Kaitlin shook her head. “Nope. We aren’t doing that. I want to know why you showed up here tonight and decided you could dump your anger on me.”
Waves of frustration were poised to knock me over.
I’d come here to talk to her about my mother, but the more she complained about her life, the more I heard my mother.
Mom was never satisfied. “You remind me of Mom. She was always on the verge of bankruptcy because she couldn’t stop chasing the next adventure. ”
Kaitlin shook her head. “Is that why you quit? Did you decide, ‘Better to live small than risk the price’?”
The honesty hurt. Mentally, I raised fists, ready to fight. “I didn’t quit! I changed directions. I’ve lived a good, stable life.”
She set the beer on the counter so hard, liquid splashed her hand. “You’re divorced. You hate your job. And you don’t have a home. Doesn’t sound like it’s working out for you.”
The fight drained from me. She was right. I’d lived the last seven years trying not to be my mother. I’d married, taken an office job, embraced routines, and lived Dave’s dreams.
When I didn’t respond, Kaitlin added, “I remember she didn’t listen to you.” She hesitated, not voicing what I’d feared. That Mom knew she wasn’t coming back.

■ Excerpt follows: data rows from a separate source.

PR #7545, opened 2024-04-12
[GEOT-7422] Adapt to GeoTools upgrade of java units "indriya" to version 2.2

soc:
[GEOT-7422](https://osgeo-org.atlassian.net/browse/GEOT-7422) [Powered by Pull Request Badge](https://pullrequestbadge.com/?utm_medium=github&utm_source=geoserver&utm_campaign=badge_info)

Companion change to https://github.com/geotools/geotools/pull/4690.

# Checklist

### DIFF
--- a/src/extension/netcdf/src/main/java/org/geoserver/netcdf/NetCDFUnitsConfigurator.java
+++ b/src/extension/netcdf/src/main/java/org/geoserver/netcdf/NetCDFUnitsConfigurator.java
@@ -40,7 +40,7 @@ public class NetCDFUnitsConfigurator implements GeoServerLifecycleHandler {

“My mother . . . she didn’t. She wasn’t trying to hurt me. She just only knew one way to live her life.”
“I get that. I do. And even though I was pissed at her for years for putting you in that position, I still admire her. Because she lived her life, you know.”
“Unlike me, is that it?”
“Your words.” Kaitlin picked up her beer. “Why did you come back? Why are you here?”
“Good question.” I grabbed my purse and shoved my feet into the flip-flops.
“Running again?”
“Best of luck. I really hope you make all this work. The surfing is something special.”
“Where are you going?”
“Back to the house in Southern Shores. The auctioneer will be there tomorrow. I want to get the house on the market as soon as possible. And get on with my life.”
“In a cubicle?”
“What do you care?” I shouted. “It’s my choice.”
Her jaw hardened. “I’ll pay you back.”
“Okay. Pay me back when you can. The office job pays well, and I don’t need the money.”
“What’s going on with you?”
Everything. Nothing felt right. I was drowning. “Overwhelmed. Disappointed in myself.”
Instead of sympathy, I saw steely resolve. “What are you going to do about it?”
No pity party or soft landing from Kaitlin. It was up to me. “I’m calling Nathan. Time to dive the Oceanus.”
Kaitlin blinked. “I wasn’t quite expecting that. You don’t have to do anything that extreme. Dive in a pool, walk along the beach, swim in the surf. You don’t have to go to DEFCON ten.”
Living in a military town had taught me a few things. “One.”
“One, what?”
“One is the highest level. Five is the lowest.”
She shook her head. “You get my point.”
The muscles in my chest constricted. But I couldn’t express my feelings out loud. And as Mom used to say, Once you speak words, their power grows.
“I get it. And I’m diving that damn wreck.”